_EXERCISE PROMPT_
Whatever lines the data contains, output all of them unchanged.
==== DATASET SECTION
PR #7762, opened 2025-05-20
chore(ui): move `ArticleLayout` to `ui-components`

avivkeller:
I'm moving this component into the `ui-components` library so it can be re-used by `api-docs-tooling` as part of the JSX generation.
========
_EXERCISE RESPONSE_
PR #7762, opened 2025-05-20
chore(ui): move `ArticleLayout` to `ui-components`

avivkeller:
I'm moving this component into the `ui-components` library so it can be re-used by `api-docs-tooling` as part of the JSX generation.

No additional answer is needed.